WHAT THIS TASK INVOLVES >> The entries that follow include a run beginning at the line with "The file name" and ending at the line with "We appended ADB"; restate that run word for word and leave the rest out.

Dataset entries:
□ □ □ □ □ □ □

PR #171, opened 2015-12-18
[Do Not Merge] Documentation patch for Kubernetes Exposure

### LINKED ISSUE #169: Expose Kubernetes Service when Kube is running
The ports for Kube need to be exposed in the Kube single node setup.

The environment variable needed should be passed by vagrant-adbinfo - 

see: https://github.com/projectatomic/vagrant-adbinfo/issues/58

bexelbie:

□ □ □ □ □ □ □

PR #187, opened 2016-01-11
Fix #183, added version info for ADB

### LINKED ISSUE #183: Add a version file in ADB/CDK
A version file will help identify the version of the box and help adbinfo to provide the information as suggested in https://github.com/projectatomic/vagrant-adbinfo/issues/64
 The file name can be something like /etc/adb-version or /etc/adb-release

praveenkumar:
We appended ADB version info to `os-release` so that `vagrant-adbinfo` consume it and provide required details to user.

□ □ □ □ □ □ □

SOLUTION >>
 The file name can be something like /etc/adb-version or /etc/adb-release

praveenkumar:
We appended ADB version info to `os-release` so that `vagrant-adbinfo` consume it and provide required details to user.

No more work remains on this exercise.